That’s not bad. Very similar to grand vista all of June and July. Yet they kept opening buildings as the weeks went on. More and more people were coming in. Pools were packed


----------



## James G

I wanted to revive this thread just for a interesting fact. Aruba reopened its borders on July 1 with a limited number of countries, and July 10 with the United States. On July 1, they only had 2 active cases of Coronavirus.
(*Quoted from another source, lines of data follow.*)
PR #1444, opened 2020-04-09
Remove LIFO nvidia stack.

### LINKED ISSUE #1443: Transcoding broken with nvidia and standalone T
**Describe the bug**

When running in OT mode with software transcoding, we use disk storage which works fine. But with nvidia and standalone T, local memory OS is used. Local memory OS is routed through LPMS, and that currently only allows a limited set of file extensions through. LPMS does not like our ".tempfile" extension. Fixed by https://github.com/livepeer/lpms/pull/182

https://github.com/livepeer/go-livepeer/blob/4ba2a732a31b673254008faeb903e28bf7039a74/core/orchestrator.go#L490-L506

We could also fix the behavior in some ways other than https://github.com/livepeer/lpms/pull/182. We could use a proper extension, but the actual type of the source file isn't available at this point; it needs to be propagated up, probably from the content type within ServeSegment. Note the extension doesn't really matter, at least for ffmpeg which determines the file type by probing the contents. So that seems like unnecessary effort to satisfy a rather arbitrary restriction in LPMS.

We could also use a valid extension such as *.ts but that would be incorrect when other formats are used, such as MP4, and it seems that would lead to some confusion later on. So I'd prefer to err on the side of making it clear that the file extension does not matter at all. Also see https://github.com/livepeer/go-livepeer/commit/adfa5beab97db4022d421e43379deec03dd815aa

j0sh:
Removes the LIFO nvidia stack that was introduced in https://github.com/livepeer/go-livepeer/pull/1364 . No longer needed since https://github.com/livepeer/lpms/pull/179 improves perf enough that serialization is no longer necessary.

- https://github.com/livepeer/go-livepeer/commit/22f7fffe111833f2f420f2166c348b2320b9afbb Reverts most of https://github.com/livepeer/go-livepeer/pull/1364 and associated code / tests
- https://github.com/livepeer/go-livepeer/commit/f285743f438696bf26fc3b57bb43847eccde7886 Updates LPMS to incorporate https://github.com/livepeer/lpms/pull/182 to fix https://github.com/livepeer/go-livepeer/issues/1443 (can split out this to a separate PR if that's preferred, but needed for testing at the moment)

Manual testing

**Checklist:**


darkdarkdragon (approved):
LGTM 🚢

j0sh:
e55a15b0f7eb4ace03dd9e24e29339210846535b Updated LPMS to incorporate https://github.com/livepeer/lpms/pull/184 (needs to be merged first, then will finalize the fixup here)

yondonfu (approved):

When I went to Aruba on July 18, they only had 8 active cases.  When I left on July 24, the number had risen to 13.  Now roughly 3 weeks later the active case number is 681 and growing each day.  I'm not making any judgements on whether they should have opened or not, but I just thought this was interesting food for thought.  It's got to be tough on islands like Aruba who are trying to balance the lifeblood of their economy with the health of their citizens.


----------



## CPNY

Anyone there now? Wondering how the crowds are. I’m heading there in a week


----------



## Theiggy

CPNY said:


> Anyone there now? Wondering how the crowds are. I’m heading there in a week



@CPNY- it doesn’t look too crowded based on the FB group posts. I hope you used the $229 AC! 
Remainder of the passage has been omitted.